Write an application that will extract files from the public AWS S3 bucket, transform them, and load results to the database. The bucket contains JSON files, representing data. Parse JSON and write corresponding content to the database. A list of all possible files in the bucket is available in files_list.data
file.
S3 bucket specification
URL | https://data-engineering-interns.macpaw.io |
Bucket name | data-engineering-interns.macpaw.io |
Files list object key | files_list.data |
New files will appear in the bucket periodically, and old ones could be deleted.
Keep in mind that you have to process only those files you haven't processed yet.

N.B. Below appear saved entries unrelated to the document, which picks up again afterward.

PR #4041, opened 2026-08-24
My Funding Page Activity Feed Updates

michaelcanova:
## Overview ##

This PR adds the new `activity_feed/user_activity` endpoint for the activity feed, so we can get a better and  more focused user activity feed for My Funding.


src/feed/views/activity_feed_view.py
```diff
@@ -61,14 +65,18 @@ class ActivityFeedViewSet(FeedViewMixin, ModelViewSet):
...
       - grant_id: all activity on a grant and its applied preregistrations
-      - funder_id: all activity on OPEN/COMPLETED grants where this user is
-        the creator or a contact, plus every preregistration applied to
-        those grants.
       - content_type: RHCOMMENTMODEL, RESEARCHHUBPOST, PAPER, etc.
 
     Filters can be combined: e.g. ?scope=grants&content_type=RHCOMMENTMODEL
     returns only comments across all grant-related documents.
 
+    ``GET user_activity/?user_id=`` returns activity on every public document the
```
yattias: can we put this comment inside the endpoint?

src/feed/views/activity_feed_view.py
```diff
@@ -149,6 +157,32 @@ def list(self, request, *args, **kwargs):
...
+        url_name="user-activity",
+        permission_classes=[IsAuthenticated],
+    )
+    def list_user_activity(self, request: Request) -> Response:
+        """Return activity on every document the user is involved with."""
+        query_serializer = UserActivityQuerySerializer(data=request.query_params)
+        query_serializer.is_valid(raise_exception=True)
+        user_id = query_serializer.validated_data["user_id"]
+
+        if user_id != request.user.id and not request.user.is_moderator_or_editor():
```
yattias, line 174: To separation of concerns clean, let's create a specific permission for this endpoint and do this sort of thing there

yattias (approved):

src/feed/views/activity_feed_view.py
michaelcanova: Moved it into the endpoint, thank you!

src/feed/views/activity_feed_view.py
michaelcanova: I separated it out to its own file within feed, so now we can call that anywhere in the feed if we need it!  Thank you!

PR #4053, opened 2026-08-27
[Notebook Chat] Reap stale agent executions and bound turn tasks

koutst:
## What

First of a 3-PR stack making notebook agent failure a non-event (this → auto-retry → error taxonomy + retry endpoint).

A worker death (OOM, deploy, SIGKILL) leaves its `AgentExecution` RUNNING forever, and the `ra_agent_exec_one_active` constraint then 409-blocks every future message on that conversation permanently. A lost enqueue can strand a PENDING row the same way. There was no liveness sweep (the docstring in `chat_service.py` referenced one that didn't exist), no time limits on the turn task, and no `research_ai` beat entries — two zombie rows have been RUNNING in dev since Jul 31.

## How

- **`AgentExecutionReaperService`** (new, `agent_persistence/reaper_service.py`): finds RUNNING executions whose `last_activity_at` heartbeat is stale (15 min, `updated_date` fallback for null heartbeats) and PENDING rows older than 15 min, and seals them INTERRUPTED with error fields. Staleness is re-checked under `select_for_update(skip_locked=True)`, so a heartbeat that advances between scan and seal — or a row a worker is writing that instant — can never be reaped. Sweeps **all** workflows sharing the models (notebook chat and proposal drafting).
- **Cancel-service reuse**: `AgentExecutionCancelService` grows a shared `_seal()` behind `cancel()` (unchanged) and a new `interrupt()`, so both sealing paths run the same reconciliation — a reaped PENDING turn's prompt is seeded into context, a zombie's unpublished closing answer is dropped.
- **Turn task bounds**: `run_notebook_chat_turn_task` gets `soft_time_limit=900`, `time_limit=960`, and `acks_late=True`. The soft limit lets `run_turn`'s safety net seal the execution FAILED itself; `acks_late` hands a prefetched-but-unclaimed turn to another worker on worker loss (`claim_pending` already makes duplicate delivery a no-op). The reaper threshold is deliberately ≥ the limits, so only truly dead runs can look stale.
- **Beat entries**: reaper every 5 min (worst-case unbrick ~20 min) and `AgentRetentionService.delete_stale_traces` daily — observational trace rows older than 30 days go, in batches; chat messages and context lineage are untouchable.
- `NotebookChatService.notify_turn_reaped` pushes `turn_failed` and clears the transient stream snapshot for reaped turns (harmless no-op group for headless workflows).

No migrations. One accepted trade-off: reaping a proposal-draft execution doesn't touch the `ProposalDraft` row's own status lifecycle (pre-existing gap, unchanged).

## Testing

- New `tests/agent/test_persistence_reaper.py` (11 tests: stale vs fresh RUNNING/PENDING, context reconciliation, cross-workflow sweep, locked staleness re-check, conversation unblocked afterwards, public error rendering).
- New retention sweep test, `run_notebook_chat_turn_task` wrapper tests (previously untested), and reap/prune task tests with AAA markers.
- Full `research_ai` suite passes on this branch alone (1119 tests); `ruff check` and `ruff format` clean.

### DIFF
--- a/src/research_ai/services/agent_persistence/__init__.py
+++ b/src/research_ai/services/agent_persistence/__init__.py
@@ -12,6 +12,7 @@ from .execution_service import (
     AgentExecutionService,
     AgentStaleRetryError,
 )
+from .reaper_service import AgentExecutionReaperService
 from .recorder import DatabaseAgentRecorder
 from .retention_service import AgentRetentionService
 from .run_details_service import (
@@ -25,6 +26,7 @@ __all__ = [
     "AgentConversationBusyError",
     "AgentConversationService",
     "AgentExecutionCancelService",
+    "AgentExecutionReaperService",
     "AgentExecutionService",
     "AgentRetentionService",
     "AgentRunDetails",
--- a/src/research_ai/services/agent_persistence/cancel_service.py
+++ b/src/research_ai/services/agent_persistence/cancel_service.py
@@ -1,11 +1,14 @@
-"""Cooperative cancellation for agent executions.
+"""Cooperative cancellation and interruption for agent executions.
 
 A conversation permits one active execution, so one that never reaches a
 terminal status refuses every later turn as busy -- what happens when a worker
 dies before recording an outcome, or the broker never delivers a queued attempt.
-Cancelling unsticks it, and is deliberately the only way: no timeout is guessed
-at here, because one provider call can retry inside the vendor SDK for over an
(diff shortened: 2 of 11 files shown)


koutst:
Closing unmerged — we're shipping only the error-taxonomy/manual-retry work in #4055, now retargeted to main as a standalone PR. Manual cancel (which works mid-turn, including after a refresh) covers stuck turns for now; the reaper/time-limits/retention work is preserved on this branch if we revisit.

PR #4054, opened 2026-08-27
[Notebook Chat] Auto-retry transient provider failures with backoff

koutst:
## What

Second PR of the failure-recovery stack (**stacked on #4053** — base is set to its branch so only this increment shows; retarget to `main` after #4053 merges).

A single `overloaded_error` costs the user their whole turn — four in six minutes observed on Aug 13 — while `AgentChatService.prepare_retry` sat fully built with zero production callers. This wires it up for transient failures.

## How

- **Provider-layer classification**: `ProviderError` gains a `retryable` flag. The Claude Platform and OpenRouter adapters (the two catalog providers) classify the wrapped SDK failure: connection errors, timeouts, mid-stream transport drops, 408/409/429, and every 5xx (incl. the Messages API's 529 `overloaded_error`) are transient; auth, config, and invalid-request failures are permanent. The recorder stores the verdict in `error_details` at failure time, since the exception dies with the worker.
- **`prepare_retry(pending=True)`**: creates the retry as a claimable PENDING attempt — the same contract `prepare_turn`/`run_turn` already use — with `retry_of`, the same trigger message, and the same context parent.
- **Automatic retry in `run_turn`**: on a retryable terminal FAILED (never a cancellation or external seal — status is re-checked), the turn requeues itself with backoff (5s, then 30s), capped at 2 per trigger by walking `retry_of`. The retry row is created **before** the backoff starts, so the conversation's busy check spans the whole window: a user message can't interleave with an automatic retry, and losing the creation race to a fresh user message just abandons the retry. Each retry announces itself with `turn_queued` so clients render it as a new attempt.

No migrations; `error_details` is an existing JSON field.

## Testing

- Provider classification tests for both adapters (transient vs permanent, and that `ProviderError.retryable` survives the wrap).
- `PendingRetryPreparationTests`: claimability, lineage reuse, busy-check held, regenerate refused.
- `NotebookChatAutoRetryTests`: backoff schedule and cap, permanent failures and crashes not retried, cancelled turns never overridden, lost races abandoned quietly, busy check across the backoff window, event ordering.
- Full `research_ai` suite passes on this branch (1137 tests); ruff clean.

### DIFF
--- a/src/research_ai/services/agent/errors.py
+++ b/src/research_ai/services/agent/errors.py
@@ -40,7 +40,22 @@ class ProviderError(AgentRunError):
 
     Providers raise this without a transcript; the loop attaches ``messages``
     and ``iterations`` as the error propagates through it.
+
+    ``retryable`` marks transient conditions (overload, rate limit, 5xx, a
+    dropped stream) where repeating the identical request may succeed, as
+    opposed to failures of the request itself (auth, config, invalid input).
     """
+
+    def __init__(
+        self,
+        message: str,
+        *,
+        messages: list[Message] | None = None,
+        iterations: int | None = None,
+        retryable: bool = False,
+    ):
+        super().__init__(message, messages=messages, iterations=iterations)
+        self.retryable = retryable
 
 
 class IncompleteTurnError(AgentRunError):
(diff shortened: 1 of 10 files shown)


koutst:
Closing unmerged — scope cut to #4055, which now carries the provider retryable classification directly. The automatic backoff retry is dropped in favor of the readable error + manual Retry affordance.

Issue #132, opened 2022-10-03
Feature Request: Create summary header section on Payments page.


2Fast2BCn:
Create summary header section on Payments page above the table.

maxwedwards:
This issue has been marked stale because it has been open 60 days with no activity. Remove stale label or comment or this will be closed in 7 days.

PR #133, opened 2022-10-03
#132: Create summary header section on Payments page.

2Fast2BCn:


internal/summary/handlers.go
```diff
@@ -0,0 +1,55 @@
...
+	}
+
+	r, err := getPaymentsSummary(db, filter)
+	switch err.(type) {
+	case nil:
+		break
+	default:
+		server_errors.LogAndSendServerError(c, err)
+		return
+	}
```
maxwedwards, line 48: Simple `if err != nil` should work here right?

If you wanted to check the actual type of error, use `errors.Is` (checks value of error) and `errors.As` (checks type of error).

internal/summary/payments.go
```diff
@@ -0,0 +1,51 @@
...
+			`).
+		PlaceholderFormat(sq.Dollar).
+		From("payment").
+		Where(filter).
+		Prefix(`WITH
+			tz AS (select preferred_timezone as tz from settings),
+			pub_keys as (select array_agg(pub_key) from local_node)
+		`)
+
+	qs, args, err := qb.ToSql()
```
maxwedwards, line 31: Just use a multiline golang string raw quote? It's what we have tended to do.

internal/summary/payments.go
```diff
@@ -0,0 +1,51 @@
...
+		&r.TotalAmt,
+		&r.TotalFees,
+	)
+
+	switch err {
+	case nil:
+		break
+	default:
+		return nil, err
+	}
```
maxwedwards, line 48: Same as above, `if err != nil` should suffice

web/src/apiSlice.ts
```diff
@@ -68,12 +68,18 @@ export const torqApi = createApi({
...
-    >({
+      >({
       query: ({ limit, offset, order, filter }) =>
         `payments?limit=${limit || 100}&offset=${offset || 0}${order ? "&order=" + JSON.stringify(order) : ""}${
           filter ? "&filter=" + JSON.stringify(filter) : ""
         }`,
     }),
+    getPaymentsSummary: builder.query<
+      any,
+      { filter?: any }
```
maxwedwards, line 79: We are trying to move away from using `any`s and always using specific types or `unknown` if it is truly unknown. In this case I think we know the type.

web/src/features/templates/tablePageTemplate/table-page-template.module.scss
```diff
@@ -50,6 +50,57 @@
   grid-area: Totals;
   display: grid;
 }
+
+.pageRow {
+  display: grid;
```
maxwedwards, line 55: Due to some performance problems in safari we have been moving to using flexbox over grid. I'm not sure it matters much here but seems to matter a lot more when there are a lot of them such as in a table of data.

Thoughts @ohenrik ?

web/src/features/transact/Payments/PaymentsHeader.tsx
```diff
@@ -0,0 +1,41 @@
+import styles from "../../templates/tablePageTemplate/table-page-template.module.scss";
```
maxwedwards, line 1: Are these styles really going to be used anywhere else or should they be in a module.scss file local and specific to this file?

web/src/features/transact/Payments/PaymentsHeader.tsx
```diff
@@ -0,0 +1,41 @@
...
+import classNames from "classnames";
+import * as d3 from "d3";
+import {useGetPaymentsSummaryQuery} from "../../../apiSlice";
+import {deserialiseQuery} from "../../sidebar/sections/filter/filter";
+import {useAppSelector} from "../../../store/hooks";
```
maxwedwards, line 6: The way we have setup our frontend build is that you don't need to specify relative paths like this. We told node to look in the `web/src` folder for packages. This means that `import {useGetPaymentsSummaryQuery} from "apiSlice";` would work.

web/src/features/transact/Payments/PaymentsPage.tsx
```diff
@@ -269,10 +270,16 @@ function PaymentsPage() {
       offsetHandler={setOffset}
     />
   );
+
+  const pageTotals = (
```
maxwedwards, line 274: uneeded variable? can just be inlined

web/src/features/transact/Payments/PaymentsPage.tsx
```diff
@@ -269,10 +270,16 @@ function PaymentsPage() {
...
+    <PaymentsHeader />
+  );
+
   return (
     <TablePageTemplate
       title={"Payments"}
       breadcrumbs={breadcrumbs}
+      pageTotals={pageTotals}
```
maxwedwards, line 282: as above, just inline?

cmd/torq/internal/torqsrv/server.go
```diff
@@ -144,6 +145,11 @@ func registerRoutes(r *gin.Engine, db *sqlx.DB, apiPwd string, restartLNDSub fun
 			flow.RegisterFlowRoutes(flowRoutes, db)
 		}
 
+		summaryRoutes := api.Group("/summary")
+		{
+			summary.RegisterSummaryRoutes(summaryRoutes, db)
+		}
```
maxwedwards, line 151: Do we really need a new route for this? Can't the data be summarised on the front end from an existing api call with the full data?

2Fast2BCn: I wrote a separate query for performance reasons. I didn't look into the codebase yet on how paging is done but if it returns partial data with offsets then I'm not sure using an existing api call retrieving all data only to show a summary is the best option?

In my opinion the summary should be for all pages not only the visible one.

web/src/features/transact/Payments/PaymentsHeader.tsx
2Fast2BCn: I think this style of table header might be added on other pages too right? If not then it makes sense to move it.

web/src/features/templates/tablePageTemplate/table-page-template.module.scss
2Fast2BCn: I kinda stole the layout from web/src/features/channel/channel-page.module.scss

maxwedwards:
Going to close for now until this comes back with clearer figma design and requirements

PR #134, opened 2022-10-03
Subscribe features

iulian-moraru:


maxwedwards:
Looks like it now has a backend test failing. Are you able to look into that @iulian-moraru?

maxwedwards:
It looks like you've pulled in all sorts of changes into this PR. Could you create a clean feature branch based off updated main and pull in just the changes and create a new PR? On of the the things I think might be confusing things is that this PR is based off your fork's main rather than just a feature branch.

A list of all files (files_list.data
) will be updated automatically when a new file arrives. This file is just a newline delimited text file, having one file name on each row.
JSON files are in the following format:
[
{
"type": "song",
"data": {
"artist_name": "Massive Attack",
"title": "Karmacoma",
"year": 1994,
"release": "Protection"
}
},
{
"type": "movie",
"data": {
"original_title:": "Toy Story",
"original_language": "en",
"budget": 30000000,
"is_adult": false,
"release_date": "1995-10-30"
}
},
...
{
"type": "app",
"data": {
"name": "Geometry Dash",
"genre": "Games",
"version": "2.10",
"rating": 5.0,
"size_bytes": 83931136
}
}
]
Each JSON file will contain a list (any length) of objects with a specific type. Note that there might be other types of data in JSON, but only song
, movie
and app
are needed for you.
Your app should read the JSON, process it according to type
, and write data to the database of your choice.
Save data to the following tables according to data type
:
column name | column type |
---|---|
artist_name | varchar |
title | varchar |
year | integer |
release | varchar |
ingestion_time | datetime |
Fill ingestion_time
with a datetime indicating when this record was processed.
column name | column type |
---|---|
original_title | varchar |
original_language | varhcar |
budget | integer |
is_adult | boolean |
release_date | date |
original_title_normalized | varcahar |
Fill original_title_normalized
with value of original_title
where any non-letter and non-number characters are removed and spaces replaced with underscore _ (e.g. Star Wars: The Force Awakens -> star_wars_the_force_awakens).
column name | column type |
---|---|
name | varchar |
genre | varchar |
rating | float |
version | varchar |
size_bytes | integer |
is_awesome | boolean |
Fill is_awesome
with a boolean value indicating if an app is awesome or not (feel free to choose any criteria indicating if an app is awesome).
Doing this task, feel free to use any RDBMS, programming language (Python is preferred), shared libraries, and frameworks. Pay attention to code flexibility, architecture, and code cleanliness. Wrap your solution into a container environment.
Please, provide us a URL to your repository with the task solution into the registration form as a result of this test task.